TASK TO CARRY OUT: The entries are given below. Output each one unchanged.

[[ INPUT MATERIAL, beginning ]]

PR #12544, opened 2026-09-01
fix(backend): skip redundant legacy task scans

aryanorastar:
## What changed and why

Part of #11282.

Production attribution on 2026-08-25 showed `action_items_list` at 5,079 document reads/second, about 36% of total Firestore read spend. The default action-item list reads the active bucket first, but when that bucket does not fill the page it also ran an unfiltered legacy compatibility scan of 128–2,000 documents before reading the completed bucket. For canonical collections, that scan paid to prove that every row already had a concrete `completed` boolean.

This change replaces that unconditional compatibility scan with two metered count aggregations: canonical boolean-valued rows versus the collection total. Equal counts prove that the broad scan has nothing to recover; unequal counts keep the released scan so historical missing/null rows remain visible. Aggregation errors also recover through the old bounded scan and emit shared fallback telemetry. Aggregation billing is charged to both the request read budget and `action_items_list` family metric, and the new serving query shape is registered without adding a redundant composite index.

On the regression fixture, the same 10-row response now costs 44 billed operations instead of 170 (74% fewer). This is one measured reduction for the persistent alert, not a claim that the production incident is closed; #11282 should remain open until deployed metrics confirm the alert recovers.

Firestore bills count aggregations at one document read per batch of up to 1,000 index entries, with a one-read minimum: [Firestore pricing](https://firebase.google.com/docs/firestore/pricing#aggregation_queries), [aggregation query documentation](https://firebase.google.com/docs/firestore/query-data/aggregation-queries).

Line-Count-Exception: backend/database/action_items.py | 1408 -> 1543 | keep the compatibility decision, request-budget accounting, and fallback beside the existing bounded list assembler; splitting this legacy module is outside this incident-sized change

none

## How it was verified

- `PYTHON=.venv/bin/python bash test-preflight.sh` — 18 checks passed; only optional dependency/service warnings.
- `.venv/bin/pytest -q tests/unit/test_bounded_firestore_list_reads.py tests/unit/test_action_items_pagination_order.py tests/unit/test_list_read_budget_contract.py tests/unit/test_action_item_ids_endpoint.py tests/unit/test_firestore_document_probe.py tests/unit/test_firestore_indexes.py tests/unit/test_firestore_query_contract.py` — 139 passed.
- `.venv/bin/pyright --pythonpath .venv/bin/python database/action_items.py database/firestore_index_registry.py` — 0 errors.
- Before-path fixture at the parent commit — 170 billed reads for 10 returned rows from a 305-row collection.
- `firebase emulators:exec --only firestore --project demo-action-items-read "PYTHONPATH=backend backend/.venv/bin/pytest -q backend/tests/integration/test_action_items_legacy_probe_emulator.py"` — 1 passed against the real Firestore emulator; the canonical path recorded 44 billed operations and the missing/null legacy path returned every row.
- `BACKEND_UNIT_TEST_FILE_LIST=/tmp/omi-backend-unit-failures.txt bash test.sh` with `tests/unit/test_desktop_migration.py` — 114 passed; verifies the hermetic desktop migration harness can import the new fallback-telemetry dependency.
- `make preflight` and `scripts/pre-push` — passed before push.

## Tests

`backend/tests/unit/test_bounded_firestore_list_reads.py` now covers:

- canonical collections skipping the broad legacy scan while charging both aggregation batches;
- missing and null `completed` rows retaining legacy visibility;
- aggregation failure recovering through the released bounded scan with fallback telemetry;
- unbudgeted aggregation timeouts retaining legacy rows, plus partial aggregation billing on later failure; and
- aggregation billing across the 1,000-index-entry boundary.

`backend/tests/integration/test_action_items_legacy_probe_emulator.py` executes the production query shape against the real Firestore emulator and proves both the optimized and compatibility branches.

## Failure class (fixes)

Failure-Class: FC-bounded-read-exceeds-request-budget

## Scoped cleanups

- Refreshed the query-coverage aggregate counts. `origin/main` already failed its ratchet at 62 registered / 102 eligible versus 73 / 113 in the inventory; this PR's registered query makes the honest totals 74 / 114. The raw-unregistered and unsupported hash sets are unchanged.


Git-on-my-level:
Thanks @aryanorastar — this is a careful, well-measured change. I reviewed the full diff on head `ba48ca3` and the supporting modules; file-by-file notes below.

**backend/database/action_items.py**
- The skip condition is conservative in the right direction: `completed IN [False, True]` excludes exactly the missing/null (and any non-boolean) values, so `canonical_count != total_count` keeps the released bounded scan whenever anything non-canonical exists. Legacy rows with non-boolean values also produce unequal counts, so the old harvest semantics are only bypassed when every row carries a concrete bool.
- The canonical-before-total ordering means a concurrent insert between the two counts can only cause an unnecessary scan, never hide a pre-existing legacy row — the docstring claim checks out against the interleavings.
- Failure handling fails open to released behavior everywhere: unbudgeted `FirestoreDeadlineExceeded` and the aggregation-error tuple both emit `record_fallback(...)` and keep the scan; the budgeted timeout marks the budget exhausted and truncates consistently with the rest of the list path. The `finally` ledger also attributes a successful first count even when the second fails or the budget raises — that resolves the partial-billing undercount an earlier automated review pass flagged, and the timeout-path split resolves its unbudgeted-timeout finding.
- Charging both aggregations to the request budget and the `action_items_list` family metric at one read per 1,000 index entries with a one-read floor matches Firestore's documented aggregation billing. Worst case for legacy-bearing collections is the probe (~2-4 reads) on top of the retained scan — negligible next to the 128-2,000-doc scan this removes for canonical collections.

**backend/database/firestore_index_registry.py**
- `ACTION_ITEMS_CANONICAL_COMPLETION_COUNT_QUERY` correctly leans on the automatic single-field index (`_asc('completed')`) instead of adding a composite manifest entry, while still making the serving shape auditable in `QUERY_SPECS`. The two-value `in` filter is well within Firestore's IN limits.

**backend/scripts/firestore_query_coverage_baseline.json**
- The regen to 74 registered / 114 eligible is honest: one newly registered query plus the environment drift that was already visible on `origin/main`'s committed totals; the `raw_unregistered` and `unsupported` fingerprint sets are unchanged, so this doesn't paper over any new unregistered shape.

**backend/tests/integration/test_action_items_legacy_probe_emulator.py**
- Real-emulator proof of both branches — canonical skip at 44 billed ops, and a missing/null/legacy collection returning every row at 8 — and `_assert_emulator_only()` correctly refuses non-loopback hosts.

**backend/tests/unit/test_bounded_firestore_list_reads.py**
- Good coverage of the new decision points: skip-when-canonical, keep-when-legacy, aggregation-failure fallback telemetry, unbudgeted timeout recovery, partial probe billing on failure and truncation, and the 1,000-entry billing boundary. Tightening `_FakeQuery`'s filter semantics (missing-field exclusion, identity `==`, new `in` operator) also brings the fake closer to real Firestore behavior.

**backend/tests/unit/test_desktop_migration.py**
- Minimal stub for the new `utils.observability.fallback` import so the hermetic desktop harness keeps importing — appropriate scope.

No blocking concerns found, and the backend checks (hermetic merge gate, emulator proofs, unit suite) all pass on this head. This is a cohesive incident-sized change; no split needed. Keeping #11282 open until deployed metrics confirm the alert recovers is the right call.

Leaving for human maintainer review: this changes the production Firestore read-spend hot path (`action_items_list`) and request-budget accounting, so maintainer merge sign-off is recommended.

kodjima33 (approved):
Backend, confidence 4/5: well-scoped Firestore read-amplification fix (part of #11282), measured before/after proof, integration test, safe fallback, CI green. Merging.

[[ INPUT MATERIAL, end ]]

SOLUTION FOR THIS EXERCISE:
PR #12544, opened 2026-09-01
fix(backend): skip redundant legacy task scans

aryanorastar:
## What changed and why

Part of #11282.

Production attribution on 2026-08-25 showed `action_items_list` at 5,079 document reads/second, about 36% of total Firestore read spend. The default action-item list reads the active bucket first, but when that bucket does not fill the page it also ran an unfiltered legacy compatibility scan of 128–2,000 documents before reading the completed bucket. For canonical collections, that scan paid to prove that every row already had a concrete `completed` boolean.

This change replaces that unconditional compatibility scan with two metered count aggregations: canonical boolean-valued rows versus the collection total. Equal counts prove that the broad scan has nothing to recover; unequal counts keep the released scan so historical missing/null rows remain visible. Aggregation errors also recover through the old bounded scan and emit shared fallback telemetry. Aggregation billing is charged to both the request read budget and `action_items_list` family metric, and the new serving query shape is registered without adding a redundant composite index.

On the regression fixture, the same 10-row response now costs 44 billed operations instead of 170 (74% fewer). This is one measured reduction for the persistent alert, not a claim that the production incident is closed; #11282 should remain open until deployed metrics confirm the alert recovers.

Firestore bills count aggregations at one document read per batch of up to 1,000 index entries, with a one-read minimum: [Firestore pricing](https://firebase.google.com/docs/firestore/pricing#aggregation_queries), [aggregation query documentation](https://firebase.google.com/docs/firestore/query-data/aggregation-queries).

Line-Count-Exception: backend/database/action_items.py | 1408 -> 1543 | keep the compatibility decision, request-budget accounting, and fallback beside the existing bounded list assembler; splitting this legacy module is outside this incident-sized change

none

## How it was verified

- `PYTHON=.venv/bin/python bash test-preflight.sh` — 18 checks passed; only optional dependency/service warnings.
- `.venv/bin/pytest -q tests/unit/test_bounded_firestore_list_reads.py tests/unit/test_action_items_pagination_order.py tests/unit/test_list_read_budget_contract.py tests/unit/test_action_item_ids_endpoint.py tests/unit/test_firestore_document_probe.py tests/unit/test_firestore_indexes.py tests/unit/test_firestore_query_contract.py` — 139 passed.
- `.venv/bin/pyright --pythonpath .venv/bin/python database/action_items.py database/firestore_index_registry.py` — 0 errors.
- Before-path fixture at the parent commit — 170 billed reads for 10 returned rows from a 305-row collection.
- `firebase emulators:exec --only firestore --project demo-action-items-read "PYTHONPATH=backend backend/.venv/bin/pytest -q backend/tests/integration/test_action_items_legacy_probe_emulator.py"` — 1 passed against the real Firestore emulator; the canonical path recorded 44 billed operations and the missing/null legacy path returned every row.
- `BACKEND_UNIT_TEST_FILE_LIST=/tmp/omi-backend-unit-failures.txt bash test.sh` with `tests/unit/test_desktop_migration.py` — 114 passed; verifies the hermetic desktop migration harness can import the new fallback-telemetry dependency.
- `make preflight` and `scripts/pre-push` — passed before push.

## Tests

`backend/tests/unit/test_bounded_firestore_list_reads.py` now covers:

- canonical collections skipping the broad legacy scan while charging both aggregation batches;
- missing and null `completed` rows retaining legacy visibility;
- aggregation failure recovering through the released bounded scan with fallback telemetry;
- unbudgeted aggregation timeouts retaining legacy rows, plus partial aggregation billing on later failure; and
- aggregation billing across the 1,000-index-entry boundary.

`backend/tests/integration/test_action_items_legacy_probe_emulator.py` executes the production query shape against the real Firestore emulator and proves both the optimized and compatibility branches.

## Failure class (fixes)

Failure-Class: FC-bounded-read-exceeds-request-budget

## Scoped cleanups

- Refreshed the query-coverage aggregate counts. `origin/main` already failed its ratchet at 62 registered / 102 eligible versus 73 / 113 in the inventory; this PR's registered query makes the honest totals 74 / 114. The raw-unregistered and unsupported hash sets are unchanged.


Git-on-my-level:
Thanks @aryanorastar — this is a careful, well-measured change. I reviewed the full diff on head `ba48ca3` and the supporting modules; file-by-file notes below.

**backend/database/action_items.py**
- The skip condition is conservative in the right direction: `completed IN [False, True]` excludes exactly the missing/null (and any non-boolean) values, so `canonical_count != total_count` keeps the released bounded scan whenever anything non-canonical exists. Legacy rows with non-boolean values also produce unequal counts, so the old harvest semantics are only bypassed when every row carries a concrete bool.
- The canonical-before-total ordering means a concurrent insert between the two counts can only cause an unnecessary scan, never hide a pre-existing legacy row — the docstring claim checks out against the interleavings.
- Failure handling fails open to released behavior everywhere: unbudgeted `FirestoreDeadlineExceeded` and the aggregation-error tuple both emit `record_fallback(...)` and keep the scan; the budgeted timeout marks the budget exhausted and truncates consistently with the rest of the list path. The `finally` ledger also attributes a successful first count even when the second fails or the budget raises — that resolves the partial-billing undercount an earlier automated review pass flagged, and the timeout-path split resolves its unbudgeted-timeout finding.
- Charging both aggregations to the request budget and the `action_items_list` family metric at one read per 1,000 index entries with a one-read floor matches Firestore's documented aggregation billing. Worst case for legacy-bearing collections is the probe (~2-4 reads) on top of the retained scan — negligible next to the 128-2,000-doc scan this removes for canonical collections.

**backend/database/firestore_index_registry.py**
- `ACTION_ITEMS_CANONICAL_COMPLETION_COUNT_QUERY` correctly leans on the automatic single-field index (`_asc('completed')`) instead of adding a composite manifest entry, while still making the serving shape auditable in `QUERY_SPECS`. The two-value `in` filter is well within Firestore's IN limits.

**backend/scripts/firestore_query_coverage_baseline.json**
- The regen to 74 registered / 114 eligible is honest: one newly registered query plus the environment drift that was already visible on `origin/main`'s committed totals; the `raw_unregistered` and `unsupported` fingerprint sets are unchanged, so this doesn't paper over any new unregistered shape.

**backend/tests/integration/test_action_items_legacy_probe_emulator.py**
- Real-emulator proof of both branches — canonical skip at 44 billed ops, and a missing/null/legacy collection returning every row at 8 — and `_assert_emulator_only()` correctly refuses non-loopback hosts.

**backend/tests/unit/test_bounded_firestore_list_reads.py**
- Good coverage of the new decision points: skip-when-canonical, keep-when-legacy, aggregation-failure fallback telemetry, unbudgeted timeout recovery, partial probe billing on failure and truncation, and the 1,000-entry billing boundary. Tightening `_FakeQuery`'s filter semantics (missing-field exclusion, identity `==`, new `in` operator) also brings the fake closer to real Firestore behavior.

**backend/tests/unit/test_desktop_migration.py**
- Minimal stub for the new `utils.observability.fallback` import so the hermetic desktop harness keeps importing — appropriate scope.

No blocking concerns found, and the backend checks (hermetic merge gate, emulator proofs, unit suite) all pass on this head. This is a cohesive incident-sized change; no split needed. Keeping #11282 open until deployed metrics confirm the alert recovers is the right call.

Leaving for human maintainer review: this changes the production Firestore read-spend hot path (`action_items_list`) and request-budget accounting, so maintainer merge sign-off is recommended.

kodjima33 (approved):
Backend, confidence 4/5: well-scoped Firestore read-amplification fix (part of #11282), measured before/after proof, integration test, safe fallback, CI green. Merging.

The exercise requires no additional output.